(ASSIGNMENT)
What you return must match the records character for character.

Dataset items

::::::

PR #1847, opened 2023-11-27
refactor: streamline local endpoint discovery

dignifiedquire:
To avoid the issues seen when setting up an `iroh-net` node, this allows to dynamically subscribe to endpoint changes. It also removes the other callbacks on the magicsock, which where unused.

### DIFF
--- a/iroh-gossip/examples/chat.rs
+++ b/iroh-gossip/examples/chat.rs
@@ -110,9 +110,6 @@ async fn main() -> anyhow::Result<()> {
         .await?;
     println!("> our node id: {}", endpoint.node_id());
 
-    // wait for a first endpoint update so that we know about our endpoint addresses
-    let _endpoints = endpoint.local_endpoints().await?;
-
     let my_addr = endpoint.my_addr().await?;
     // create the gossip protocol
     let gossip = Gossip::from_endpoint(endpoint.clone(), Default::default(), &my_addr.info);
--- a/iroh-gossip/examples/chat.rs
+++ b/iroh-gossip/examples/chat.rs
@@ -1,4 +1,4 @@
-use std::{collections::HashMap, fmt, str::FromStr, sync::Arc};
+use std::{collections::HashMap, fmt, str::FromStr};
 
 use anyhow::{bail, Context};
 use bytes::Bytes;
@@ -17,7 +17,6 @@ use iroh_net::{
 };
 use once_cell::sync::OnceCell;
 use serde::{Deserialize, Serialize};
-use tokio::sync::Notify;
 use url::Url;
 
 /// Chat over iroh-gossip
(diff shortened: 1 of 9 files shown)


iroh-net/src/magic_endpoint.rs
```diff
@@ -380,6 +352,12 @@ impl MagicEndpoint {
         self.msock.local_endpoints().await
     }
 
+    /// The same as `local_endpoints`, except it waits for the first endpoint update.
```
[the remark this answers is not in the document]
dignifiedquire: the goal is that you can register on this again and again, but I guess it doesn't quite work the way I had hoped..

iroh-net/src/magic_endpoint.rs
```diff
@@ -380,6 +352,11 @@ impl MagicEndpoint {
         self.msock.local_endpoints().await
     }
 
+    /// Returns the next non empty version of `local_endpoints`.
+    pub async fn ensure_local_endpoints(&self) -> Result<Vec<config::Endpoint>> {
```
flub, line 356: why not build this into the `local_endpoints()` call instead of adding a new API?  The first time it is called it could ensure that it waits - it already is async.

The address-related API of MagicEndpoint is already large, and this addition does not make it clearer.  This is supposed to be the high-level-easy-to-use API...

Septias:
How is progress here? This is kind of a blocker for https://github.com/deltachat/deltachat-core-rust/pull/5041

iroh-gossip/examples/chat.rs
```diff
@@ -106,35 +105,17 @@ async fn main() -> anyhow::Result<()> {
     // init a cell that will hold our gossip handle to be used in endpoint callbacks
     let gossip_cell: OnceCell<Gossip> = OnceCell::new();
```
Septias, line 106: unused variable I guess

iroh-net/src/magic_endpoint.rs
dignifiedquire: yes, agreed, fixed

iroh-gossip/examples/chat.rs
dignifiedquire: fixed

iroh-net/src/magicsock.rs
```diff
@@ -2032,11 +1990,15 @@ impl Actor {
...
-            if let Some(ref cb) = self.inner.on_endpoints {
-                cb(&eps[..]);
-            }
+        let updated = self
+            .inner
+            .endpoints
+            .update(DiscoveredEndpoints::new(eps))
+            .is_ok();
+        if updated {
+            let eps = self.inner.endpoints.read();
```
flub, line 1999: I think this code is fine.  But seeing `.read()` here did make me go round and check all the docs on what exactly we're reading, who we're notifying and why we must have a lock.  Instinctively I would have cloned the endpoints before storing and then worked of the clone.  It's much of a muchness though.

iroh-net/src/magicsock.rs
```diff
@@ -1316,14 +1272,19 @@ impl MagicSock {
...
-        self.inner
-            .actor_sender
-            .send(ActorMessage::LocalEndpoints(s))
-            .await?;
-        let res = r.await?;
-        Ok(res)
+        {
+            // check if we have some value already
+            let current_value = self.inner.endpoints.read();
+            if !current_value.is_empty() {
```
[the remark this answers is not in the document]
dignifiedquire: it is expected on startup for this to be empty

iroh-net/src/magicsock.rs
dignifiedquire: I did it this way, to avoid having to clone in all cases, and only if we actually need to do so

iroh-net/src/magicsock.rs
```diff
@@ -1282,6 +1282,12 @@ impl MagicSock {
                 return Ok(current_value.clone().into_iter().collect());
             }
         }
+
+        self.local_endpoints_change().await
+    }
+
+    /// Waits for local endpoints to change and returns the new ones.
+    pub async fn local_endpoints_change(&self) -> Result<Vec<config::Endpoint>> {
```
flub, line 1290: I can't help but bikeshed, something about `_change` doesn't feel right.  It's almost like you want to return a `Watchable<Vec<config::Endpoint>>`, but that would expose a foreign crate on the API which is no good.

Maybe just `local_endpoints_updated()` is better already?  I think the tense of `change` is also bothering me.

dignifiedquire: both `changed` and `updated` sound to me like it should return a boolean to me

dignifiedquire: maybe `next_local_endpoints`, matching the stream api, as it behaves similarly like that

flub: `next_local_endpoints` gives me the expectation of an `Option`... naming is hard.  maybe putting the verb at the front is better? `updated_local_endpoints`

let's not make this a blocker, it's not worth it.  and whatever we'll come up with now probably won't be great anyway.  maybe someone will realise a great name while using it and then we can change the name as long as we're not 1.0.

::::::

(ANSWER BELOW)
PR #1847, opened 2023-11-27
refactor: streamline local endpoint discovery

dignifiedquire:
To avoid the issues seen when setting up an `iroh-net` node, this allows to dynamically subscribe to endpoint changes. It also removes the other callbacks on the magicsock, which where unused.

### DIFF
--- a/iroh-gossip/examples/chat.rs
+++ b/iroh-gossip/examples/chat.rs
@@ -110,9 +110,6 @@ async fn main() -> anyhow::Result<()> {
         .await?;
     println!("> our node id: {}", endpoint.node_id());
 
-    // wait for a first endpoint update so that we know about our endpoint addresses
-    let _endpoints = endpoint.local_endpoints().await?;
-
     let my_addr = endpoint.my_addr().await?;
     // create the gossip protocol
     let gossip = Gossip::from_endpoint(endpoint.clone(), Default::default(), &my_addr.info);
--- a/iroh-gossip/examples/chat.rs
+++ b/iroh-gossip/examples/chat.rs
@@ -1,4 +1,4 @@
-use std::{collections::HashMap, fmt, str::FromStr, sync::Arc};
+use std::{collections::HashMap, fmt, str::FromStr};
 
 use anyhow::{bail, Context};
 use bytes::Bytes;
@@ -17,7 +17,6 @@ use iroh_net::{
 };
 use once_cell::sync::OnceCell;
 use serde::{Deserialize, Serialize};
-use tokio::sync::Notify;
 use url::Url;
 
 /// Chat over iroh-gossip
(diff shortened: 1 of 9 files shown)


iroh-net/src/magic_endpoint.rs
```diff
@@ -380,6 +352,12 @@ impl MagicEndpoint {
         self.msock.local_endpoints().await
     }
 
+    /// The same as `local_endpoints`, except it waits for the first endpoint update.
```
[the remark this answers is not in the document]
dignifiedquire: the goal is that you can register on this again and again, but I guess it doesn't quite work the way I had hoped..

iroh-net/src/magic_endpoint.rs
```diff
@@ -380,6 +352,11 @@ impl MagicEndpoint {
         self.msock.local_endpoints().await
     }
 
+    /// Returns the next non empty version of `local_endpoints`.
+    pub async fn ensure_local_endpoints(&self) -> Result<Vec<config::Endpoint>> {
```
flub, line 356: why not build this into the `local_endpoints()` call instead of adding a new API?  The first time it is called it could ensure that it waits - it already is async.

The address-related API of MagicEndpoint is already large, and this addition does not make it clearer.  This is supposed to be the high-level-easy-to-use API...

Septias:
How is progress here? This is kind of a blocker for https://github.com/deltachat/deltachat-core-rust/pull/5041

iroh-gossip/examples/chat.rs
```diff
@@ -106,35 +105,17 @@ async fn main() -> anyhow::Result<()> {
     // init a cell that will hold our gossip handle to be used in endpoint callbacks
     let gossip_cell: OnceCell<Gossip> = OnceCell::new();
```
Septias, line 106: unused variable I guess

iroh-net/src/magic_endpoint.rs
dignifiedquire: yes, agreed, fixed

iroh-gossip/examples/chat.rs
dignifiedquire: fixed

iroh-net/src/magicsock.rs
```diff
@@ -2032,11 +1990,15 @@ impl Actor {
...
-            if let Some(ref cb) = self.inner.on_endpoints {
-                cb(&eps[..]);
-            }
+        let updated = self
+            .inner
+            .endpoints
+            .update(DiscoveredEndpoints::new(eps))
+            .is_ok();
+        if updated {
+            let eps = self.inner.endpoints.read();
```
flub, line 1999: I think this code is fine.  But seeing `.read()` here did make me go round and check all the docs on what exactly we're reading, who we're notifying and why we must have a lock.  Instinctively I would have cloned the endpoints before storing and then worked of the clone.  It's much of a muchness though.

iroh-net/src/magicsock.rs
```diff
@@ -1316,14 +1272,19 @@ impl MagicSock {
...
-        self.inner
-            .actor_sender
-            .send(ActorMessage::LocalEndpoints(s))
-            .await?;
-        let res = r.await?;
-        Ok(res)
+        {
+            // check if we have some value already
+            let current_value = self.inner.endpoints.read();
+            if !current_value.is_empty() {
```
[the remark this answers is not in the document]
dignifiedquire: it is expected on startup for this to be empty

iroh-net/src/magicsock.rs
dignifiedquire: I did it this way, to avoid having to clone in all cases, and only if we actually need to do so

iroh-net/src/magicsock.rs
```diff
@@ -1282,6 +1282,12 @@ impl MagicSock {
                 return Ok(current_value.clone().into_iter().collect());
             }
         }
+
+        self.local_endpoints_change().await
+    }
+
+    /// Waits for local endpoints to change and returns the new ones.
+    pub async fn local_endpoints_change(&self) -> Result<Vec<config::Endpoint>> {
```
flub, line 1290: I can't help but bikeshed, something about `_change` doesn't feel right.  It's almost like you want to return a `Watchable<Vec<config::Endpoint>>`, but that would expose a foreign crate on the API which is no good.

Maybe just `local_endpoints_updated()` is better already?  I think the tense of `change` is also bothering me.

dignifiedquire: both `changed` and `updated` sound to me like it should return a boolean to me

dignifiedquire: maybe `next_local_endpoints`, matching the stream api, as it behaves similarly like that

flub: `next_local_endpoints` gives me the expectation of an `Option`... naming is hard.  maybe putting the verb at the front is better? `updated_local_endpoints`

let's not make this a blocker, it's not worth it.  and whatever we'll come up with now probably won't be great anyway.  maybe someone will realise a great name while using it and then we can change the name as long as we're not 1.0.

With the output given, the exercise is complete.